Há muitos anos, Joaquim Surumali dedicou sua vida a preservar a identidade cultural de Timor-Leste e a promover o orgulho e o amor pelo seu país por meio de sua arte. Ele se orgulha de ter aprendido o ofício de joalheiro com seu avô, um habilidoso artesão que criava joias para a nobreza local. Desde então, Surumali tem continuado o legado da família, adaptando suas técnicas para representar a cultura e os costumes únicos de seu país.
Com esmero e habilidade, Joaquim Surumali recria em joias as peças utilizadas em casas sagradas, cerimônias e danças tradicionais de Timor-Leste. Seu trabalho é tão preciso que as joias são praticamente idênticas às originais, o que evidencia seu profundo conhecimento e respeito pela cultura timorense.
Entre as peças mais famosas criadas por Surumali estão as “tara bandu”, que são braceletes usados pelos líderes tradicionais em cerimônias importantes. Essas joias são feitas com pedras preciosas e metais nobres, como o ouro e a prata, e são consideradas símbolos de poder e respeito. O processo de fabricação dessas joias é minucioso e leva semanas para ser concluído, mas o resultado final é verdadeiramente deslumbrante.

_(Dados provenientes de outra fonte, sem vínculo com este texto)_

PR #7522, opened 2025-03-03
Add type cast

ljowen:
### What this PR does

Fixes failing typecheck on `main`

### Test me

Verify CI passes 

### Checklist

### DIFF
--- a/lib/Table/createRegionMappedImageryProvider.ts
+++ b/lib/Table/createRegionMappedImageryProvider.ts
@@ -14,6 +14,7 @@ import ProtomapsImageryProvider from "../Map/ImageryProvider/ProtomapsImageryPro
 import { TerriaFeatureData } from "../Models/Feature/FeatureData";
 import TableStyle from "./TableStyle";
 import { isConstantStyleMap } from "./TableStyleMap";
+import isReadOnlyArray from "../Core/isReadOnlyArray";
 
 export default function createRegionMappedImageryProvider(
   style: TableStyle,
@@ -147,7 +148,7 @@ const getImageryLayerFilteredRow = action(
     if (!isDefined(rowNumbers)) return;
 
     if (!isDefined(currentTimeRows)) {
-      return Array.isArray(rowNumbers) ? rowNumbers[0] : rowNumbers;
+      return isReadOnlyArray(rowNumbers) ? rowNumbers[0] : rowNumbers;
     }
 
     if (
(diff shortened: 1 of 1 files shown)


lib/Table/createRegionMappedImageryProvider.ts
```diff
@@ -147,7 +147,9 @@ const getImageryLayerFilteredRow = action(
     if (!isDefined(rowNumbers)) return;
 
     if (!isDefined(currentTimeRows)) {
-      return Array.isArray(rowNumbers) ? rowNumbers[0] : rowNumbers;
+      return Array.isArray(rowNumbers)
+        ? rowNumbers[0]
+        : (rowNumbers as number | undefined);
```
ljowen: generally not a fan of typecasting like this but the explicit type narrowing looks a bit silly:

```ts
if(typeof rowNumbers === 'number') return rowNumbers;
return Array.isArray(rowNumbers)
        ? rowNumbers[0]
        : (rowNumbers as number | undefined);
```

pjonsson: The error message in the deploy workflow is
```
TS2322: Type 'number | readonly number[]' is not assignable to type 'number | undefined'.
  Type 'readonly number[]' is not assignable to type 'number'.
```
so I think the undefined is already narrowed away by the `if (!isDefined(rowNumbers)) return;` on line 147, and therefore not required in this typecast.

Edit: based on Zoran's explanation that the error is from TypeScript 5.8, I think we can just use `isReadOnlyArray` from `lib/Core` for the check:
```typescript
return isReadOnlyArray(rowNumbers) ? rowNumbers[0] : rowNumbers;
```

zoran995: This appears to be caused by TypeScript 5.8.x. It cannot be reproduced with 5.7.x, not sure why as this has been "broken" in TypeScript for some time (though "broken" might not be the best word).

IMO type casting in this case is good enough and we can revisit if run into it in more places

zoran995 (approved):

lib/Table/createRegionMappedImageryProvider.ts
pjonsson: > It cannot be reproduced with 5.7.x, [..]

TypeScript 5.8 improved the checks/narrowing on conditional returns: https://www.typescriptlang.org/docs/handbook/release-notes/typescript-5-8.html#granular-checks-for-branches-in-return-expressions

> This appears to be caused by TypeScript 5.8.x. 

That version of TypeScript is not in yarn.lock in any of the repositories, but I guess that is because the deploy job removes yarn.lock before running yarn install?
https://github.com/TerriaJS/terriajs/blob/ddb88d05b58ba6f80e0120a81b7e9e0a51f0c1c4/buildprocess/ci-deploy.sh#L35
Shouldn't it be sufficient with the edit to the package path in the earlier line:
https://github.com/TerriaJS/terriajs/blob/ddb88d05b58ba6f80e0120a81b7e9e0a51f0c1c4/buildprocess/ci-deploy.sh#L29
and then just running `yarn install` without removing `yarn.lock` first so the TypeScript  version doesn't change and cause issues like this?

ljowen:
Fix ts error: Use isReadOnlyArray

Além das “tara bandu”, Joaquim Surumali também produz outros tipos de joias inspiradas nas tradições timorenses, como os colares usados pelas noivas nas cerimônias de casamento e os brincos usados por mulheres em rituais de fertilidade. Cada peça é única e carrega consigo toda a história e significado cultural de Timor-Leste.
O trabalho de Surumali não se limita apenas à criação de joias tradicionais, ele também busca inovar e experimentar novas técnicas em seus projetos. Ele utiliza materiais locais, como a madeira de sândalo e as sementes de tamarindo, para criar joias contemporâneas que reflitam a identidade e a criatividade do povo timorense.
Além disso, o mestre joalheiro é um forte defensor da sustentabilidade e do comércio justo em sua produção. Ele trabalha com artesãos locais e promove o uso de materiais reciclados e renováveis, contribuindo assim para o desenvolvimento econômico e social de seu país.
O trabalho de Joaquim Surumali tem sido amplamente reconhecido e admirado dentro e fora de Timor-Leste. Suas joias já foram exibidas em importantes museus e galerias de arte ao redor do mundo, levando a cultura e tradições de seu país para além de suas fronteiras.
Mas, para Surumali, o reconhecimento mais importante é o impacto que suas joias têm sobre as pessoas em seu próprio país. Suas criações são apreciadas e usadas por líderes tradicionais, dançarinos e músicos durante festivais e cerimônias, garantindo a continuidade e valorização das tradições timorenses.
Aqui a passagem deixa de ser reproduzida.